Nooby just wanted to say that I was induced 2 weeks ago for post dates, I had a complete meltdown before hand it's my 3rd baby and had been planning a homebirth and having been induced with my first was terrified, had a normal delivery with 2nd baby. 2 days before I contacted the supervisor of midwives and told her how stressed I was about the whole thing, she allocated me my own Mw who I met the day before which really helped with the anxiety. I had the syntoncin for about 4 hours/2 hours of contractions with hypnobirthing but found it too exhausting so opted for an epidural which was heaven. Dd was born after 2 more hours in the easiest of all my babies, no tears no pain, no stress it was so lovely. They did say I could have my epidural at the same time syntoncin went up if I wanted and if I hadn't been so keen to try the hypnobirthing then I would have had it done.
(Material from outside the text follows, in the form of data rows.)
PR #327, opened 2022-06-30
Features/fast overview

ppillot:
This branch changes the inner workings of the overview REST API endpoint by using DB queries to compute statistics (previously it was doing a single query with multiple joins and computing statistics by parsing the tables of results).

**Intentional change**: the statistics about age are returned already binned. This can be reverted if deemed needed.

**How to test:**
- ensure that the previous response and this one are identical. This can be done by loading the overview page in a browser and inspecting the network

**Known issue:**
~~In some cases the `age` property can be a range. This is not handled by the current code.~~

### DIFF
--- a/chord_metadata_service/restapi/api_views.py
+++ b/chord_metadata_service/restapi/api_views.py
@@ -4,11 +4,11 @@ import logging
 from collections import Counter
 from django.conf import settings
 from django.views.decorators.cache import cache_page
+from django.db.models import Count
 from rest_framework.permissions import AllowAny
 from rest_framework.response import Response
 from rest_framework.decorators import api_view, permission_classes
 
-from chord_metadata_service.phenopackets.api_views import PHENOPACKET_PREFETCH, PHENOPACKET_SELECT_REL
 from chord_metadata_service.restapi.utils import parse_individual_age
 from chord_metadata_service.chord.permissions import OverrideOrSuperUserOnly
 from chord_metadata_service.metadata.service_info import SERVICE_INFO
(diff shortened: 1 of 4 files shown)


ppillot:
Age defined as ranges are handled in the latest iteration

gsfk:
Nice! This is _much_ faster, where the old version was already too slow. 

This version bins ages by decade, where the previous version binned by year, which required an extra step of binning by decade in the front end. I think the new approach is preferable. 

Still a couple bugs to work out, though, since local tests show a few quirks: 
- all diseases have a count of one
- all instrument platforms have a count of one
- sampled tissue counts disagree with counts given by the current katsu verison (and for the handful that I checked the current version was correct)

gsfk (commented):
Nice! This is _much_ faster, where the old version was already too slow. 

This version bins ages by decade, where the previous version binned by year, which required an extra step of binning by decade in the front end. I think the new approach is preferable. 

Still a couple bugs to work out, though, since local tests show a few quirks: 
- all diseases have a count of one
- all instrument platforms have a count of one
- sampled tissue counts disagree with counts given by the current katsu verison (and for the handful that I checked the current version was correct)

ppillot:
@gsfk Thanks for your tests! These highlight issues with the synthetic dataset as well: there is only one disease referenced for only one patient...
The disease and the instruments related stats have been fixed now.
Regarding the Biosamples, let's discuss it: I currently don't understand where is the issue... there is something I probably miss in my comprehension of the relationship between phenopackets and biosamples.

chord_metadata_service/restapi/api_views.py
```diff
@@ -44,173 +47,87 @@ def overview(_request):
...
-                "model": dict(instruments["model"])
+                "count": instruments_count,
+                "platform": stats_for_field(experiments_models.Experiment, "instrument__platform"),
+                "model": stats_for_field(experiments_models.Experiment, "instrument__model")
             },
         }
-    })
+    }
+
+    return Response(r)
```
SanjeevLakhwani, line 130: Just wondering, the motivation for changing it to a variable instead of a direct response

chord_metadata_service/restapi/api_views.py
```diff
@@ -452,3 +369,48 @@ def sort_numeric_values_into_bins(values: dict, bin_size: int = 10, threshold: i
...
+
+def compute_binned_ages(bin_size):
+    a = pheno_models.Individual.objects.filter(age_numeric__isnull=True).values('age')
+    binned_ages = []
+    for r in a.iterator():  # reduce memory footprint (no caching)
+        if r["age"] is None:
+            continue
+        age = parse_individual_age(r["age"])
+        binned_ages.append(age - age % OVERVIEW_AGE_BIN_SIZE)
+    return binned_ages
```
SanjeevLakhwani, line 416: Might be better to have them nested within the response function, or have a utility function set file for it, as then the file would have a better logical arrangement that each function as an api response function and not an util function

SanjeevLakhwani (commented):
Looks great, I do not have anything to add on but just 2 discussions. Great work! and Love the changes. I was also wondering if using numpy would be an option for the project as that would have faster mathematical calculation speeds for functions such as compute_binned_ages and possibly at other places too.

chord_metadata_service/restapi/api_views.py
ppillot: Easier to debug by placing breakpoints. Can be simplified.

PR #330, opened 2022-07-26
Features/public chart config

ppillot:
This PR implements a new config file for the public entry point of Katsu that supersedes the previous version.
The aim is to decouple the config file structure and response from the DB organization (in the previous version, there was a nesting for the fields defined in extra properties), clarify which part of the config file refers to distinct entities (e.g. datasets, counts are distinct from discrete fields) and avoid processing on the client side whenever it can be done on the backend.

As part of this code review, consider inspecting the chord_metadata_service/example.config.json file and reading the updated documentation file for the public API.

### Settings:
Make sure to update the `config.json` file with the content of the `example.config.json` file
If you don't have a suitable dataset to base your tests upon, you can generate an updated bento demo dataset from the relevant project (updated recently to have examples of all field types) or download an already generated version from the datateam gdrive

### To test:
- api/public_overview: it returns the statistics per field. Check that the data part of the response is consistent: with the config file (enum values are enforced for `string` fields, binning is obeyed for `number` fields, date range is consistent for `date` fields), and with the DB content
- api/public_search_fields: based on the config file, it returns only the fields defined in `config.search`, ordered by sections. Of note are the `options`, which are the values that can be used in the query. Should be consistent with the config file.
- api/public: it accepts a combination of field names and values such as defined in the previous endpoint. `api/public?age=30-40&date_of_consent=Mar 2021`


ppillot:
Code has been inspected by @gsfk 
Test revealed an issue when dev container was used in conjonction with the latest public UI. This does not seem to be related with the code in this PR, but an issue with concurrency in this particular setup.
Some mitigation has been put in place in the bento-public frontend to alleviate this issue.

PR #333, opened 2022-08-18
Features/leaner queries

ppillot:
This PR implements new features to improve the performance of the "federated" search in Bento.

# Context of the PR
The federation service hits Katsu on the /private/[table-id]/search/ url with a query (either POST or GET) containing a `query` parameter which is a string in the format of bento-lib free form queries. The `table-id` extracted from the URL is used to fetch the table properties such as its `data-type` (i.e. "phenopacket", "mcodepacket", "experiment")

Within katsu, the `query` parameter is converted to an SQL statement using bento-lib and psycopg2. This returns a list of IDs for the given table `data_type`. This list of ids is used in a second query made via the Django ORM to the model corresponding to the `data_type` (for example, search for all phenopackets matching this list of IDs)

In general, the ORM also prefetches related records from the accompagnying tables (for examples Biosamples related with the list of phenopackets).

The last step is the serialization of the results from the queries. This makes use of serializers defined for the different Katsu applications (i.e. the serializer for phenopackets also calls the serializers for Patients and for Biosamples,... when traversing the list of results). This last step takes the longest time and produces a bloated response.

# New features
The federation service aggregates results using a "linked field" that is defined at the level of the Dataset object and is common between all the queried data_types. The main idea here is to reduce the amount of data transferred just to the list of ids matching the query for the "linked field".

To do that 2 optional parameters are added to this PR:
- `output` which describes a format expected for the response. In the previous case it is `values_list` which would return a result containing an array of values (not a nested object)
- `field` which is the field to use for fetching this value. The field syntax is given using the bento-lib syntax, which is also the syntax used for the Dataset/linked_field_sets property

In a first attempt I've tried to do without the `field` property, and trying to extract it directly from the dataset table based on the table data_type. Even if the code was working, this could have lead to unexpected results from the requester, for example in the case when multiple sets of linked fields had been defined. Having `field` as a parameter provided by the sender simplifies the code and ensures that the service that asks for the data is responsible for defining what it requires.

Note also that I've tried to name the `output` parameter `format` in a first place. This worked well in a POST request, but caused issues when doing a GET request, due to Django REST Framework that tries to automatically find a Renderer class corresponding to this format. It would have required substantial development to make this work in the broader context of DRF, both for GET and POST queries which is why the parameter name `output` has been chosen instead.

The second feature applies to the case of bento-web interface where only a subset of the values from the phenopackets is displayed to the user (subject id, list of matching biosamples, number of related experiments). In a second step of the search by the federation service, once all the results have been collated and intersected, a new query containing the intersection of list of ids is sent, with the `output` parameter set to `bento_search_result`. The `field` parameter does not apply in this case.

## How to test
- The general test suite must pass
- using the swagger API, try to reach the /private/{table_id}/search endpoint and run queries with the given `output` and `field` parameters.

### DIFF
--- a/chord_metadata_service/chord/tests/constants.py
+++ b/chord_metadata_service/chord/tests/constants.py
@@ -20,6 +20,7 @@ __all__ = [
     "TEST_SEARCH_QUERY_7",
     "TEST_SEARCH_QUERY_8",
     "TEST_SEARCH_QUERY_9",
+    "TEST_SEARCH_QUERY_10",
     "TEST_FHIR_SEARCH_QUERY",
 ]
 
@@ -249,4 +250,6 @@ TEST_SEARCH_QUERY_6 = ["#ico", ["#resolve", "biosamples", "[item]", "sampled_tis
 TEST_SEARCH_QUERY_7 = ["#eq", ["#resolve", "experiment_results", "[item]", "file_format"], "VCF"]
 TEST_SEARCH_QUERY_8 = ["#ico", ["#resolve", "experiment_type"], "chromatin"]
 TEST_SEARCH_QUERY_9 = ["#eq", ["#resolve", "subject", "id"], "patient:1"]
+TEST_SEARCH_QUERY_10 = ["#in", ["#resolve", "biosamples", "[item]", "id"],
+                        ["#list", "biosample_id:1", "biosample_id:2"]]
 TEST_FHIR_SEARCH_QUERY = {"query": {"match": {"gender": "FEMALE"}}}
--- a/chord_metadata_service/chord/tests/test_api_search.py
+++ b/chord_metadata_service/chord/tests/test_api_search.py
@@ -515,7 +515,7 @@ class SearchTest(APITestCase):
 
     def test_private_table_search_bento_search_results(self):
         # Valid query to search for biosample id in list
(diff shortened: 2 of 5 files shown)


gsfk (approved):
Great! Clear and easy to use, and integrates well with beacon.

Only very minor comments for the "bento_search_result" option: 
- `table_id` is repeated for every result, is this necessary? Is table_id needed at all?
- `alternate_ids` is listed even when null

Both of these add to the size of the response, although that seems like a quibble when the changes here already make significant reductions in the response size.

ppillot:
Thanks!
Your comments are point-on.
- `table_id` was added in the last commits to allow the grouping by table_id when doing a search by contrast with a table search. I agree, that as it is not used by Bento, it should be stripped out from the Bento Search Response.
- `alternate_ids` is a value used by bento_web. I think that the response should be consistent and then all the attributes shall be present which has the advantage of reducing the code necessary for handling the edge cases in the client that consumes the API response. Nonetheless, when there are no `alternate_ids`, at the moment a `null` value is returned when we are expecting an array. I think it should be an empty array instead.
I'll add these two modifications. Thanks for pointing that out!

gsfk:
Changes look good. The extra handling that checks for alternate_ids is already present in the front end code, but there are also merits in a consistent response.

PR #335, opened 2022-09-02
Features/serve dats file

ppillot:
New feature: endpoint `public_dataset` added which returns a JSON response as
```json
{
    "datasets": [
        {
            "title": ...
        },
        ...
    ]
}
```
New feature: field dats_file added to the dataset model

### How to test
You need to run the migrations with the command `python manage.py migrate`
This will create the new field in the DB

To load a JSON dats file, you would need to use the Django shell, import the datasets model and update your current model
```python
python manage.py shell
from chord_metadata_service.chord.models import Dataset
with open('chord_metadata_service/restapi/tests/example_dats_provenance.json') as f: dats = f.read()
d = Dataset.objects.all()[0]
d.dats_file = dats
d.save()
exit()
```

### What to test
New endpoint at `api/metadata/public_dataset`
Changed endpoint at `api/metadata/public_overview` must not contain the `datasets` property anymore.


SanjeevLakhwani (commented):
Great work. I was wondering if we would be able to save provenance data as a file itself without using of a db to possible have less processing required to return a response.

ppillot:
That's an option I did consider. But to do that, we'd need to have a place to store assets which is not the case in Katsu currently. Also these assets could be updated, and need to be deleted when a Dataset is removed. The naming of the file must be handled (even if it's trivial, it's another thing to think about).
On the other hand, storing in the database, with the Dataset model, offers all of these functionalities for free. And adding a UI to create/update the DATS file will be trivial (no need of another API endpoint, just another input in the dataset form).
A common issue with storing files in the DB is that LOBs (Large Objects) can be notoriously slow to handle when performing queries. I had the experience of a DB with such large files (around 1MB) and fetching records was taking a noticeable time. We had to select the fields we needed (which were not the LOBs) to reduce the time for processing and in some cases store the lobs on disk instead of in DB.
In the case of Katsu Dataset, there is at most of couple of Datasets and the JSON file is quite short (fits in a long text) so it's still an implementation that can scale without much care to dedicate for the edge cases.

PR #339, opened 2022-09-21
Features/stats list

ppillot:
This branch adds some statistics on filtered results for certain fields. This functionality is used for 2 new features, which are grouped in this branch:
- new endpoint: api/search_overview. This endpoint receives a POST request with the following payload:
```json
{
    "id": ["patient:1", "patient:2",...]
}
```
and it returns an object with various statistics (counts of biosamples and experiments for this subset, detailed aggregated statistics for some fields (sampled_tissue, histological_diagnosis...). See the following ticket for requirements: https://206.12.92.46/issues/1258
The goal is to provide an overview of search results in the Bento UI.
- api/public endpoint: previously was returning only a count of results. This commit adds statistics about sampled_tissue and experiment_type. See the following ticket for requirements https://206.12.92.46/issues/1211

How to test:
The test suite has been updated in regard with those changes
- for the public interface, one can perform a search such as `api/public?sex=male`
- for the search_overview, using the demo dataset I've tried the following `api/search_overview?id=ind:NA19648&id=ind:HG00096`
ideally this should be tested in the context of bento_web when the implementation of fetching search results is completed.

### DIFF
--- a/chord_metadata_service/restapi/api_views.py
+++ b/chord_metadata_service/restapi/api_views.py
@@ -13,6 +13,7 @@ from chord_metadata_service.restapi.utils import (
     get_field_options,
     parse_individual_age,
     stats_for_field,
+    queryset_stats_for_field,
     compute_binned_ages,
     get_field_bins,
     get_categorical_stats,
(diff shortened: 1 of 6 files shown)


chord_metadata_service/restapi/api_views.py
```diff
@@ -138,6 +129,58 @@ def overview(_request):
...
+@api_view(["GET", "POST"])
+@permission_classes([OverrideOrSuperUserOnly])
+def search_overview(request):
+    """
+    get+post:
+    Overview statistics of a list of patients (associated with a search result)
+    - Parameter
+        - id: a list of patient ids
+    """
+    individual_id = request.GET.getlist("id") if request.method == "GET" else request.data.get("id", [])
```
SanjeevLakhwani, line 141: As it is an array that can contain multiple values, might be better to name individual_id as individual_ids

SanjeevLakhwani (commented):
Great job, everything seems to be good!

chord_metadata_service/restapi/api_views.py
ppillot: Yes! Good suggestion. I'll add it in a subsequent PR.
Thanks for your review!

PR #342, opened 2022-10-04
Features/fast text search

ppillot:
This PR speeds up the keyword based search in Bento by skipping the usage of the IndividualSerializer

## Some context about DRF ViewSets
A ViewSet in Django Rest Framework abstracts all the operations related to the controller part.
It defines a couple of methods such as `details` which is called with URLS of the form `/api/individuals/indiv:id` with a GET method to output the details about a single record. The `list` method which is overridden in this PR, is called by a GET request on an url of the form `api/individuals/`.
This class defines also some properties such as:
- serializer_class: a class that receives a queryset and converts it to a python object
- renderer_classes: a list of classes that receive a serialized object and convert it to an http response
- filter_backends: a list of filter objects which receive a queryset and a request object, and apply some filtering to the queryset based on the parameters of the request
- `filterset_class`: comes from the Django_filter library and is used to facilitate the definition of filters based on request parameters. This is where the logic for the fulltext search is defined
- queryset: a Django query definition

## Code logic
in this PR, the `list` method is overridden to test for the format used as a parameter. In case of bento_search_results, the `queryset` is manually managed to apply the filtering using the defined `filterset_class` and query for related phenopackets using the expected fields for the bento search response. At the end of the method a Response is returned which takes directly the list of results from the queryset, instead of going through serialization.

## To test
The test suite should work
The PR can be tested in the context of Bento. None of the other search functionality shall be broken.

### DIFF
--- a/chord_metadata_service/patients/api_views.py
+++ b/chord_metadata_service/patients/api_views.py
@@ -115,8 +115,8 @@ class IndividualBatchViewSet(BatchViewSet):
     content_negotiation_class = FormatInPostContentNegotiation
 
     def get_queryset(self):
-        individual_id = self.request.data.get("id", None)
-        filter_by_id = {"id__in": individual_id} if individual_id else {}
+        individual_ids = self.request.data.get("id", None)
+        filter_by_id = {"id__in": individual_ids} if individual_ids else {}
         queryset = Individual.objects.filter(**filter_by_id)\
             .prefetch_related(
                 *(f"phenopackets__{p}" for p in PHENOPACKET_PREFETCH if p != "subject"),
--- a/chord_metadata_service/patients/api_views.py
+++ b/chord_metadata_service/patients/api_views.py
@@ -1,3 +1,5 @@
+from datetime import datetime
+
 from rest_framework import viewsets, filters, mixins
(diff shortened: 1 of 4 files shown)


gsfk (approved):
Thanks for this! Searches are much faster, in most cases several times faster than existing code. Performance is still slow though, all searches take roughly the same time (2.5 min) regardless of the search:

```
TERM 					OLD 		THIS PR
"I have no problems in walking about"	11 min		2.6 min
"Hospitalized adult"			9.1 min		2.5 min
headache				8.8 min		2.5 min
(a specific sample id)			3.9 min		2.5 min
```

(Times are with debugpy running). Is the time now dominated by the time needed to flatten text?

ppillot:
Thanks for your testings. After discussion, it appears clearly that the full text search takes a long time on the BQC19 instance, presumably due to the amount of extra-properties. This PR only addresses the serialization part of the search which was taking a lot of time.
To further improve the text search speed, one should inspect the query plan from postgresql to have insights at where the slowdowns are located. It's possible some indexing could be added. Another option is to add a table for the full text search purpose by laying out the required properties.

PR #343, opened 2022-10-04
Fix/table summary

ppillot:
This PR fixes the issue described in the ticket https://206.12.92.46/issues/1038 where the counts for sex are incorrect (doubled).
The implementation relies on the same method as for the overview summary, public overview and search results statistics, which improves the response speed (from 20s to 200ms on the chord_demo dataset).
The age stats have also been added to the response as a comment let think it was the original intent.

## How to test:
- In the context of Bento, use Admin>Data Manager, click on the [Data Tables] tab and find a phenopacket table in the list. Click on the blue link with the table UUID in the first column.
- From Katsu, the endpoint is located at /api/metadata/api/tables/56b44259-1fff-46ef-9f0d-5897fea63eee/summary (where the UUID is the table UUID) and can be checked using the swagger interface at /api/metadata/

### DIFF
--- a/chord_metadata_service/chord/views_search.py
+++ b/chord_metadata_service/chord/views_search.py
@@ -179,30 +179,30 @@ def mcodepacket_table_summary(table):
 
 
 def phenopacket_table_summary(table):
-    phenopackets = Phenopacket.objects.filter(table=table)  # TODO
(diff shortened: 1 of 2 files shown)


brouillette:
image
LGTM!

PR #344, opened 2022-10-06
Features/public config custom

ppillot:
## New features
- allow custom bins definition in public config for numeric fields
- allow different field mappings for overview (statistics) and search (in current Bento Public, searches return a number of individuals, so fields must be defined in relation to the Individual model)

## How to test
- Test suite should run without error
-  The example of config file has been updated in ./chord_metadata_service/example.config.json. In the context of Bento, this file can be copied in bentov2/lib/katsu/config.json which is automatically mounted in ./chord_metadata_service/config.json in the bentov2-katsu container. The container must be restarted for the changes to take properly effect. From there, it should be possible to see the expected results in Bento_public for the fields lab_test_results and experiment_types.

### DIFF
--- a/chord_metadata_service/example.config.json
+++ b/chord_metadata_service/example.config.json
@@ -98,11 +98,8 @@
             "description": "This acts as a placeholder for numeric values",
             "datatype": "number",
             "config": {
-                "bin_size": 50,
-                "taper_left": 50,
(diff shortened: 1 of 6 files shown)


brouillette:
image
Running locally, and the configuration populates to the bento-public front-end -- LGTM!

I am sitting here snuggling my new dd and can tell you it was worth every bit of stress. Try and keep chilled it will be fine, it's completely normal to be so anxious it's such a huge thing but you will be fine. I have none of the feelings I had after my first birth haven't even had so much as dose of the baby blues and I feel so positive about how her birth went I'd almost do it again if you could promise me I wouldn't be so overdue again

NoobyNoob · 01/01/2012 18:37

Snakes that's a lovely story, I'm so pleased it went OK for you. Thanks again everyone.

I will ofcourse come back when it's all over and let you know how I got on x

OP posts:
hotmomma · 01/01/2012 18:47

i hope you do well op dont bottle everything up and hope family and friends are there for you.

HorribleDay · 01/01/2012 18:49

Good luck :-)

I was induced with DS - pre-existing diabetes plus 7 previous abdo surgeries meant it was a high risk preg and very high risk birth. I tormented myself in the week before hand that DS would die, shoulder dyscotia, and that I wouldn't bond. I was terrified all pregnancy, tho for very different reasons than you.

Induced on The Monday at 38 weeks, had 36 hours of contractions before EMCS - and even though it was the most complex, medical birth ever with many traumas (1.5 litre blood loss, BP crashed to 56/34 with epidural) I have nothing but very very fond memories of it all (bar the bit here I was unconscious!)

My point is - when he arrived it was like a massive breathing out, all those fears vanished and it was suddenly all ok.

I really really hope the same happens for you, an youve had some fantastic advice here.